───── Records for the exercise
Issue #152, opened 2019-07-28
New lockbox partner initialization flow- ready to implement


BintLopez:
This task encompasses designing and implementing the flow for adding a new lockbox partner as an admin users.

As an admin user, I should be prompted to do the following after filling out the new partner form:
- add users to the lockbox
- add cash to the lockbox

Special cases:
- When a lockbox has no users yet, the add cash form should be disabled.

jel535s:
The second half of this ticket is handled under #52

gujacq:
Here's a link to the lucidchart: https://www.lucidchart.com/invitations/accept/01a9497a-eb2c-4c6d-a2f9-69271ecb9757

Attaching a PDF as well.

Purple = MAC coordinator view
Blue = partner clinic view
Dotted outline = action happening outside of the app

[New lockbox partner initialization flow.pdf](https://github.com/MidwestAccessCoalition/lockbox_rails/files/3563987/New.lockbox.partner.initialization.flow.pdf)

jel535s:
@gujacq - this flow looks great, approved!  Can you make a couple mockups of the messaging for:
- Partner sees the following confirmation message on dashboard: Welcome message, any actionable items needed, "action needed" and "all activity" tab access
- Coordinator app gets alert that partner clinic received cash.  Message should be: "[Lockbox Partner] has confirmed their cash is received, and you can now send them Support Requests."
- "File a support request" tab is live after confirmation (and one where it isn't live).  
- Partner receives in-app notification of money added.  Should reuse the "confirm deposit" message.
- After 3 days of inaction, app pings MAC coordinator to check on clinic.  This should be a red constant bar which appears at the top of the "All Activity" page which is accessed when a MAC user clicks on "View Lockbox Partner Details".  ALSO:
- For UX, this message should also appear on the main page, which is where they go to send Support Requests.  Message should be: "[Lockbox Partner] is not active, has not confirmed cash for X days."
(note for future:  once dropdown for clinics clarifies whether they are active, this last messaging can be redacted from the app)

gujacq:
Partner sees the following confirmation message on dashboard: Welcome message, any actionable items needed, "action needed" and "all activity" tab access: https://invis.io/9EMYOUG7ZBA#/367770324_dashboard_-_Partner_User_-account_Creation_Confirmation-

[...]

PR #372, opened 2020-02-23
152 admin alerts cash confirmation

mrbberra:
## Changelog
- Added alerts for admin users when a cash addition has been pending for > 3 days
- Added alerts for admin users when a lockbox partner has recently (last 48 hrs + no support requests have been sent yet) confirmed their first cash addition
- Refactored some tests (they were incorrectly creating LockboxActions with 'client_support' rather than 'support_client' for the action type)

## Link to issue:  
Addresses issue #152 

- We discussed the possibility of using something more sophisticated in the future than last updated_at to determine whether an initial cash addition was 'recently' confirmed. 

## Relevant Screenshots:
Screen Shot 2020-02-23 at 11 55 51 AM
Screen Shot 2020-02-23 at 11 56 06 AM
Screen Shot 2020-02-23 at 11 56 29 AM
Screen Shot 2020-02-23 at 11 56 38 AM

## Are you ready for review?:

- [x] Added relevant tests
- [x] Linked PR to the issue


app/models/lockbox_partner.rb
```diff
@@ -48,6 +48,27 @@ def cash_addition_confirmation_pending?
...
   end
 
+  def longstanding_pending_cash_addition?
+    pending_cash_addition_age >= 3
+  end
+
+  def pending_cash_addition_age
+    earliest_pending_cash_addition = lockbox_actions.pending_cash_additions.order(:eff_date).first
+    return 0 unless earliest_pending_cash_addition
+    (Date.today - earliest_pending_cash_addition.eff_date).to_i
```
BintLopez: We should use `Date.current` here to inherit application timezone config.

app/models/lockbox_partner.rb
```diff
@@ -48,6 +48,27 @@ def cash_addition_confirmation_pending?
...
+  end
+
+  def recently_completed_first_cash_addition?
+    completed_additions = lockbox_actions.completed_cash_additions
+    return false if completed_additions.none?
+    puts lockbox_actions.where(action_type: LockboxAction::SUPPORT_CLIENT).inspect
```
BintLopez: Let's remove this puts statement

app/models/lockbox_partner.rb
```diff
@@ -48,6 +48,27 @@ def cash_addition_confirmation_pending?
...
+    return false if lockbox_actions.where(action_type: LockboxAction::SUPPORT_CLIENT).any?
+    first_cash_addition_completed_at = completed_additions.order(:updated_at).first.updated_at
+    hours_since_first_cash_addition_completed = (Time.now - first_cash_addition_completed_at) / 1.hour
```
BintLopez: Use `Time.current` instead of `Time.now` to get the rails tz config

spec/models/lockbox_partner_spec.rb
```diff
@@ -53,8 +59,72 @@ def pending_request_on(partner, date, amount_breakdown)
     end
   end
 
+  describe '#longstanding_pending_cash_addition?' do
+    let(:partner) { FactoryBot.create(:lockbox_partner) }
+
+    context 'with a longstanding pending cash addition' do
+      let!(:cash_addition) { add_cash(partner, 4.days.ago) }
```
BintLopez: minor thing -- can we use `3.days.ago` here so that we test along the boundary of behavior?

app/models/lockbox_partner.rb
kyaroch: A helpful link I had to dig up while working on my time zone PR: https://thoughtbot.com/blog/its-about-time-zones

(ctrl+F "do's and don'ts" for a list of methods to avoid, although I think `Date.today` is the only one you used)

app/models/lockbox_partner.rb
```diff
@@ -48,6 +48,27 @@ def cash_addition_confirmation_pending?
     lockbox_actions.pending_cash_additions.any?
   end
 
+  def longstanding_pending_cash_addition?
+    pending_cash_addition_age >= 3
```
kyaroch: I'd suggest moving `3` into a constant.

spec/models/lockbox_partner_spec.rb
```diff
@@ -53,8 +59,72 @@ def pending_request_on(partner, date, amount_breakdown)
...
+
+    context 'with a pending cash addition' do
+      let!(:cash_addition) { add_cash(partner, 2.days.ago) }
+      it 'counts the correct number of days' do
+        expect(partner.pending_cash_addition_age).to eq(2)
+      end
+    end
+  end
+
+  describe '#recently_completed_first_cash_addition?' do
```
BintLopez: I think let's get one last test in here that tests that an add cash action completed 49 hours ago will be falsey. We could do this by adding the `Timecop` gem as a test dependency https://rubygems.org/gems/timecop/versions/0.9.1. It was only a matter of time before timecop would be useful for tests, and I feel like once we have it, it will benefit other tests. Cool with doing this as a follow up task too :)

app/models/lockbox_partner.rb
```diff
@@ -48,6 +48,27 @@ def cash_addition_confirmation_pending?
...
+  end
+
+  def recently_completed_first_cash_addition?
+    completed_additions = lockbox_actions.completed_cash_additions
+    return false if completed_additions.none?
+    puts lockbox_actions.where(action_type: LockboxAction::SUPPORT_CLIENT).inspect
+    return false if lockbox_actions.where(action_type: LockboxAction::SUPPORT_CLIENT).any?
+    first_cash_addition_completed_at = completed_additions.order(:updated_at).first.updated_at
+    hours_since_first_cash_addition_completed = (Time.now - first_cash_addition_completed_at) / 1.hour
+    return false unless hours_since_first_cash_addition_completed <= 48
```
kyaroch: Likewise, ideally, pull out `48` into a constant

spec/models/lockbox_partner_spec.rb
```diff
@@ -7,8 +7,8 @@
 
   def add_cash(partner, date)
     LockboxAction.create!(
-      action_type:     'add_cash',
-      status:          'pending',
+      action_type:     LockboxAction::ADD_CASH,
```
kyaroch: :+1:

spec/models/lockbox_partner_spec.rb
kyaroch: Note that https://github.com/MidwestAccessCoalition/lockbox_rails/pull/360 will also add Timecop.

app/models/lockbox_partner.rb
mrbberra: ah shoot my bad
──────────
Starting with the first line of the entries, transcribe every line up to and including the one with "- After 3 days".

Issue #152, opened 2019-07-28
New lockbox partner initialization flow- ready to implement


BintLopez:
This task encompasses designing and implementing the flow for adding a new lockbox partner as an admin users.

As an admin user, I should be prompted to do the following after filling out the new partner form:
- add users to the lockbox
- add cash to the lockbox

Special cases:
- When a lockbox has no users yet, the add cash form should be disabled.

jel535s:
The second half of this ticket is handled under #52

gujacq:
Here's a link to the lucidchart: https://www.lucidchart.com/invitations/accept/01a9497a-eb2c-4c6d-a2f9-69271ecb9757

Attaching a PDF as well.

Purple = MAC coordinator view
Blue = partner clinic view
Dotted outline = action happening outside of the app

[New lockbox partner initialization flow.pdf](https://github.com/MidwestAccessCoalition/lockbox_rails/files/3563987/New.lockbox.partner.initialization.flow.pdf)

jel535s:
@gujacq - this flow looks great, approved!  Can you make a couple mockups of the messaging for:
- Partner sees the following confirmation message on dashboard: Welcome message, any actionable items needed, "action needed" and "all activity" tab access
- Coordinator app gets alert that partner clinic received cash.  Message should be: "[Lockbox Partner] has confirmed their cash is received, and you can now send them Support Requests."
- "File a support request" tab is live after confirmation (and one where it isn't live).  
- Partner receives in-app notification of money added.  Should reuse the "confirm deposit" message.
- After 3 days of inaction, app pings MAC coordinator to check on clinic.  This should be a red constant bar which appears at the top of the "All Activity" page which is accessed when a MAC user clicks on "View Lockbox Partner Details".  ALSO:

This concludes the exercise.